In lieu of the forty or fifty years of life that should have remained to Howard, a plaque was put up in St John’s, Lewisham. It is below the stained-glass window that Albert Alfred gave in memory of Sophia, who had died when Howard, her youngest child, was not yet five.
The area has changed a good deal since Albert Alfred’s and the Simsons’ day. The jolly, down-to-earth female vicar, who unlocked the church for me one day in the 1990s, said that she had never known why the mem orials were there and was glad to hear about them – it would be something to tell her Sunday school.
‘Their name liveth for evermore.’
But of course it doesn’t. Which is why I have tried to summon back from the very edge of oblivion one dutiful First Lieutenant among innumerable others, a greatuncle dead on the frontier of France long before I was born and who, for most of my childhood, I never even knew had existed.
Part IV
MAUD: 1902–1939
Chapter XV
MAUD’S SECRET GARDEN
But why was Maud Tindall working in a French hospital?
A great many British women nursed in France during the Great War. Those who, like Blanche’s grumpy little sister Mab, were qualified nurses were obvious candidates for full-time paid service: Mab was sent, as a Queen Alexandra military nurse, to a British hospital behind the lines, from where she twice had to be invalided home with pneumonia. But many girls from comfortable middle- and upper-class homes, and therefore with no necessity (as it was then perceived) to work for their living, went out to France and Belgium as unpaid VADs nursing in field hospitals.
I had thought that Maud might be one of these. But the Hôpital Léon Blanc, at Aix-les-Bains, south of Geneva, which is where Bertie and Blanche’s letters were addressed, was far from the British Front. In fact the town (‘Aches and Pains’ to soldiers) was one where battle-fatigued Allied troops were sent by train for rest and respite. In the hospital, wounded French soldiers were nursed by the French Red Cross, which at that time consisted of three voluntary organisations loosely under one umbrella, including the all-female Association des Dames Françaises.
How did Maud come to join this Association? The crumbs of information on her life that have survived are few, but significant.
Maud, like Bertie and Howard but unlike the assertive May, is said to have been bullied by their father, Albert Alfred, and therefore to have become shy and secretive. It cannot have helped that she had been the sick child who was indirectly responsible for her mother’s death in Hastings. As a young woman Maud was still perceived by the family to be ‘delicate’. She had abundant and pretty hair and full lips, but her face was a little heavy and pensive for the taste of the times. Her niece wrote, long after her death: ‘She became a silent spinster … She sometimes took charge of the house when our parents were away and spent her time trying to stop us from doing anything and everything in case we damaged ourselves or the house.’

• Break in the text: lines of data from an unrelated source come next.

PR #1078, opened 2026-05-11
UniFFI: Publish Swift packages

pblazej:
Leverages https://github.com/livekit/publish-xcframework-action that seems to be working https://github.com/pblazej/test-xcframework-hosting/releases

### DIFF
--- a/.github/workflows/uniffi-packages.yml
+++ b/.github/workflows/uniffi-packages.yml
@@ -1,0 +1,145 @@
+name: UniFFI packages
+
+# Builds per-language wrapper packages produced by `cargo make <lang>-package`
+# (Swift xcframework today; Kotlin/Python can be added as matrix entries) and
+# publishes them to their respective hosting repos.
+#
+# Trigger pattern mirrors ffi-builds.yml: every push to main checks whether
+# knope has produced a draft release for the livekit-uniffi package; if so the
+# matching package job runs. Manual runs go through workflow_dispatch.
+#
+# NOTE: livekit-uniffi must be added to knope.toml with `assets = "marker"`
+# for the auto-trigger path to work. Until then, use workflow_dispatch.
+
+on:
+  push:
+    branches: ["main"]
+  workflow_dispatch:
+    inputs:
+      tag_name:
+        description: "Release tag (e.g., livekit-uniffi/v0.0.7). Required if no draft release exists."
+        required: false
+        type: string
+      dry_run:
+        description: "Build artifacts but skip release upload/PR."
+        type: boolean
+        default: false
+
+env:
+  CARGO_TERM_COLOR: always
+  TAG_PREFIX: livekit-uniffi/v
+
+jobs:
+  resolve-tag:
+    runs-on: ubuntu-latest
+    permissions:
+      contents: write
+    outputs:
+      tag_name: ${{ steps.get-tag.outputs.tag_name }}
+      version: ${{ steps.get-tag.outputs.version }}
+    steps:
+      - uses: actions/checkout@v6
+      - id: get-tag
+        env:
+          GH_TOKEN: ${{ github.token }}
+        run: |
+          MANUAL_TAG="${{ inputs.tag_name }}"
+          if [ -n "$MANUAL_TAG" ]; then
+            TAG="$MANUAL_TAG"
+            echo "Using manually provided tag: '$TAG'"
+          else
+            TAG=$(gh release list --repo "${{ github.repository }}" \
+              --json 'isDraft,tagName' \
+              --jq "[.[] | select(.isDraft and (.tagName | startswith(\"${TAG_PREFIX}\")))] | first | .tagName // empty")
+            echo "Resolved livekit-uniffi draft release tag: '${TAG:-<none>}'"
+          fi
+          echo "tag_name=${TAG}" >> "$GITHUB_OUTPUT"
+          # Strip the "livekit-uniffi/v" prefix to get the hosting-repo tag (e.g., 0.0.7)
+          VERSION="${TAG#${TAG_PREFIX}}"
+          echo "version=${VERSION}" >> "$GITHUB_OUTPUT"
+
+  build:
+    name: Build ${{ matrix.package }} package
+    needs: resolve-tag
+    if: needs.resolve-tag.outputs.tag_name != ''
+    strategy:
+      fail-fast: false
+      matrix:
+        include:
+          - package: swift
+            runner: macos-26
+            hosting-repo: livekit/livekit-uniffi-xcframework
+            # NOTE: spm-name must match SPM_NAME in livekit-uniffi/Makefile.toml.
+            spm-name: LiveKitUniFFI
+    runs-on: ${{ matrix.runner }}
+    permissions:
+      contents: write
+    env:
+      OUTPUT_DIR: livekit-uniffi/packages/${{ matrix.package }}/${{ matrix.spm-name }}
+    steps:
+      - uses: actions/checkout@v6
+        with:
+          submodules: recursive
+
+      - uses: maxim-lobanov/setup-xcode@v1
+        if: matrix.package == 'swift'
+        with:
+          xcode-version: latest-stable
+
+      - uses: dtolnay/rust-toolchain@stable
+      - uses: Swatinem/rust-cache@v2
+
+      - name: Install Apple Rust targets
+        if: matrix.package == 'swift'
+        run: |
+          rustup target add \
+            aarch64-apple-ios \
+            aarch64-apple-ios-sim \
+            x86_64-apple-ios \
+            aarch64-apple-ios-macabi \
+            x86_64-apple-ios-macabi \
+            aarch64-apple-darwin \
+            x86_64-apple-darwin \
+            aarch64-apple-tvos \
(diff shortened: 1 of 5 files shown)


.github/workflows/uniffi-packages.yml
```diff
@@ -0,0 +1,145 @@
...
+    permissions:
+      contents: write
+    env:
+      OUTPUT_DIR: livekit-uniffi/packages/${{ matrix.package }}/${{ matrix.spm-name }}
+    steps:
+      - uses: actions/checkout@v6
+        with:
+          submodules: recursive
+
+      - uses: maxim-lobanov/setup-xcode@v1
```
1egoman: issue: Just FYI, before merging this, you should be sure to pin all third party action uses to specific hashes to prevent some flavors of supply chain attacks.

.github/workflows/uniffi-packages.yml
```diff
@@ -0,0 +1,145 @@
...
+
+on:
+  push:
+    branches: ["main"]
+  workflow_dispatch:
+    inputs:
+      tag_name:
+        description: "Release tag (e.g., livekit-uniffi/v0.0.7). Required if no draft release exists."
+        required: false
+        type: string
```
1egoman, line 20: question: I'm a bit confused why this is set up to work with draft releases - would it be better to use a similar kick off mechanism as the [release.yml](https://github.com/livekit/rust-sdks/blob/main/.github/workflows/release.yml) and tie into knope PR merges somehow?

.github/workflows/uniffi-packages.yml
```diff
@@ -0,0 +1,145 @@
...
+    if: needs.resolve-tag.outputs.tag_name != ''
+    strategy:
+      fail-fast: false
+      matrix:
+        include:
+          - package: swift
+            runner: macos-26
+            hosting-repo: livekit/livekit-uniffi-xcframework
+            # NOTE: spm-name must match SPM_NAME in livekit-uniffi/Makefile.toml.
+            spm-name: LiveKitUniFFI
```
1egoman: thought: Realistically, I'm not sure that it's worth trying to parameterize this job for all platforms. In the ai-coustics plugin project, I found it worked a lot better to treat each platform as its own independent pipeline which handles its own builds / packaging concerns / etc. So I think my vote would be to rename this `swift-build` and get rid of the matrix here.

.github/workflows/uniffi-packages.yml
```diff
@@ -0,0 +1,145 @@
...
+
+# Builds per-language wrapper packages produced by `cargo make <lang>-package`
+# (Swift xcframework today; Kotlin/Python can be added as matrix entries) and
+# publishes them to their respective hosting repos.
+#
+# Trigger pattern mirrors ffi-builds.yml: every push to main checks whether
+# knope has produced a draft release for the livekit-uniffi package; if so the
+# matching package job runs. Manual runs go through workflow_dispatch.
+#
+# NOTE: livekit-uniffi must be added to knope.toml with `assets = "marker"`
```
ladvoc: question: I don't see that added here. Did you want to add in a separate PR?

.github/workflows/uniffi-packages.yml
```diff
@@ -0,0 +1,145 @@
...
+  build:
+    name: Build ${{ matrix.package }} package
+    needs: resolve-tag
+    if: needs.resolve-tag.outputs.tag_name != ''
+    strategy:
+      fail-fast: false
+      matrix:
+        include:
+          - package: swift
+            runner: macos-26
```
ladvoc: suggestion: How about using a large runner here to speed things up (e.g. `macos-26-large`)?

.github/workflows/uniffi-packages.yml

As in many families of that era, a faint story persisted that Maud had remained unmarried because she had lost a beloved Someone in the War. But there may have been an overlay here of her feelings for her dead younger brother: she had always been close to Howard, who had been a small boy when their mother died. Maud was not really one of those girls whose potential husbands disappeared into the mud of Ypres and the Somme, for she was approaching forty by the time the War was over: her state of spinster-designate must have been evident already by 1914. A good many late-Victorian and Edwardian daughters of upper middle-class families did not readily find husbands in the way their mothers and grandmothers had done, largely because standards of living had risen and bringing up a family of suitably educated children was now perceived as costly. As a result, men of the same social level were expected to delay marriage till they were financially secure. This meant in practice that many men did not marry till late in their thirties or beyond, by which time they were apt to choose women significantly younger than themselves. So a faultline appeared in marital supply and demand, which carried on from one decade to another. Left behind each time was a cohort of women living lives essentially without a purpose. To be, like the younger Jacob daughters, unmarried and unprovided for was perhaps a worse fate; but to be dependent, however comfortably, on family money, and to have no recognised role in the world beyond being a lady, must have brought its own obscure distress.
The Great War evidently gave Maud four years of intense employment. Once it was over she spent long periods with her married sister May. The convention of the time was that a sister-in-law ‘counted’ as a sister to the husband too, and so could share his household with total respectability. Even if May had died an untimely death, under the Church law then prevailing Arthur Giles, May’s husband, could not have married Maud. Therefore, the unspoken looking-glass logic went, there could be no impropriety in a domestic threesome.
Maud also shared with Arthur Giles a liking for books and a taste for poetry, and both tried their hand at writing it. He and she further shared mysterious jokes. ‘They used to giggle together,’ their nephew remembered, ‘and May used to get cross.’ (‘Don’t upset May!’) The word in the family, one of those jocular sayings that veil an awkward truth, was that Arthur Giles had ‘married the wrong one’. No doubt, from his point of view, skinny, unassuming Maud provided a welcome relief from his large, bossy wife, and it could hardly be considered his fault if Maud adored him – the other half of the semi-secret family joke. Fashionable gynaecologists are in any case accustomed to their patients falling in love with them, and in later life Maud became his patient too. He apparently operated on her ‘several times’ for obscure internal ailments, events which caused some further suppressed mirth to Bertie and Blanche who, like many of their generation, were less naïve than they sometimes seemed.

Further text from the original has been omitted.